Our experimentation environment involves a customized instance of the original EDS system that uses Java Remote Method Invocation (RMI) for sending and receiving event messages among components. Monitoring functionality is added to each component, so that all events are captured and logged in a MySQL database. A multi-threaded Java client is written to emulate a configurable number of concurrent users. Gaussian-distributed timing delays are inserted to make the simulation as close to the real-world environment as possible. Unless otherwise noted, we used the compromised UC1-TBDLINK as the default test scenario.
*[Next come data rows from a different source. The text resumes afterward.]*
PR #225, opened 2020-06-05
Feature/score debugger

m4rtint:
image

- I still need to put this into Debug window. But the logic is here 
- The meta files is from Sirenx/Odin


Assets/_PartyParkade/Script/Data/Tools/ScoreDebugger.cs
```diff
@@ -0,0 +1,44 @@
...
+    public class ScoreDebugger
+    {
+        public void InstantWin()
+        {
+            ScoreManager.SetGameEnd();
+        }
+
+        public void IncrementScore(Player player)
+        {
+            List<PlayerController> allPlayers = PlayerManager.Players;
```
Gursaanj, line 15: It seems weird to get PlayerManager.Players each time you press the button 

Would it be possible to save that list Count onEnable in ScoreDebugger and make a get for it in PlayerScoreDebugger to pass it as a param in IncrementScore 

I know that sounds tedious, but PlayerManager.Players should really only need to be called once

Assets/Editor/PartyParkadeScoreDebugger.cs
```diff
@@ -0,0 +1,53 @@
...
+
+    private void OnDisable()
+    {
+        m_scoreDebugger = null;
+        EditorApplication.playModeStateChanged += OnPlayModeExited;
+    }
+
+    private void DrawHeader()
+    {
+        GUILayout.BeginArea(new Rect());
```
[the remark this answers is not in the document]
m4rtint: something like that. i don't think this script is used right now.

Assets/_PartyParkade/Script/Data/Tools/ScoreDebugger.cs
m4rtint: it's not tedious, it makes sense.

instead of onenable (since onenable might be slower than the PlayerManager loading, I'll make another variable where it's a lazy load

mikeslgoh:
[(2) Create a score debugger for insta win](https://trello.com/c/hwiXOsZe/605-2-create-a-score-debugger-for-insta-win)

Assets/_PartyParkade/Script/Data/Tools/ScoreDebugger.cs
Gursaanj: Sounds good!!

Malicious events from StrategyAnalyzer to ResourceManager are injected during simulation runs according to a pre-defined anomaly rate.

Except for the Apriori implementation which was implemented using Weka, all other ARMOUR framework components are developed using Java. Both simulation and data analysis are run on a quad-core Mac OS X machine.

In order to evaluate the performance of the framework under different concurrency settings, we set up different test cases with a varying number of concurrent users, from 5 to 100. In reality, however, different users may have different proficiency levels and browsing habits, therefore the number of concurrent users is not a consistent measure of system concurrency. The concurrency measure γ, on the other hand, is a much more objective measure, and its correlation with the number of simulated users in our experiments is shown in the diagram-TBDLINK. Here we call them active users, because they are always-busy users intended to generate a heavy load on the system, and therefore may represent a much larger number of human users in a real-world setting. The near-linear relationship between γ and the number of users can help a real-world system estimate one from the other, once their ratio is estimated.